One such common color extract is annatto, which is a yellow food colorant obtained from the seeds of the Bixa orella tree. Another is turmeric. Somewhat brighter in yellow color, tumeric is made from the roots of the plant Curcuma longa L. At high pH, this bright yellow colorant turns orange. For a bright orange to red orange color, there's paprika, which is extracted from the pod of Capsicum annum.
Then there are the actual whole fruits or vegetables, and their juices. When edible fruits and vegetable are used to color foods, the products are often much better received by label-reading consumers than if colored with something synthetic. Indeed, consumers are looking for natural and wholesome foods and beverages that have fresh, appealing color, thus, the market for natural food colors has been growing in recent years, and shows no sign of slowing down.
Suppliers tend to use physical processes to obtain colorants from fruits and vegetables. They avoid the use of chemicals, using only water or vegetable oil as the solvent.
There are some extracts of fruits and vegetables that have their own listing in the CFR. This includes beet powder (bluish-red), carrot oil (orange) and grape skin extract (reddish-purple). Others fall into the generic listing of fruit juice or vegetable juice.

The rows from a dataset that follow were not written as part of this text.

PR #1616, opened 2026-09-11
Enhancements to setup-gcp

msau42:
Multiple enhancements to setup-gcp

- Add boot disk customizations. Since snapshots are written to boot disk, being able to increase the size will mitigate IO throttling.
- Require only one of project-id or project-number to be specified
- Verify region and cluster-location are compatible

- [x] Tests pass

Two commonly used vegetable juices used to color dairy products are red cabbage and beet. Red cabbage juice produces a bright pink to red color in products with a pH of less than 4. A higher pH causes the pigments to turn an unstable purplish blue color. Beet juice provides a bluish-red color that is more stable at a higher pH range than red cabbage juice.
In general, colorants based on the pigments referred to as anthocyanins (blue to red) are affected by pH. Natural color suppliers often provide anthocyanin stabilizers to improve stability and enhance the color of anythocyanin-based colors. Most natural colors based on carotenoids (orange to yellow) are not impacted by pH.
Other fruit juices being used to color dairy foods include black currant, blueberry, elderberry, pumpkin, raspberry and tomato. That's right, pumpkin and tomato. Pumpkin and tomato are both fruits, and their concentrated juices have been shown to provide a pleasing color to dairy foods, without contributing any undesirable flavors. For example, pumpkin juice can color cheese products orange, as well as provide a creamy yellow hue to milk beverages flavored banana and lemon. Tomato juice works real well in dips and even ice cream.
The benefit to using such colorants is they add value by contributing to a natural halo, as they are listed on ingredient panels as, for example, carrot and beet juice (for color).
When working with natural colors such as these, there are various factors that affect stability. For example, extreme heat such as that encountered in ultra pasteurization can cause a pigment to change shades. Active bacteria such as those found in cultured products can also break down certain colors, and prolonged exposure to the atmosphere or to light can cause color to fade or brown.
Unfortunately, if patriotic colors are your goal, obtaining the red is feasible through the use of fruit and vegetable juices, but blue and white are not. The only way to get brilliant blue or royal blue is through the use of certified colors, FD&C Blue No. 1 and FD&C Blue No. 2, respectively. For white, titanium dioxide, an exempt color, but not the most appealing sounding, will impart an opaque appearance to foods and beverages, making it appear white.
When it comes to coloring foods and beverages, it might be alright to put your patriotism aside.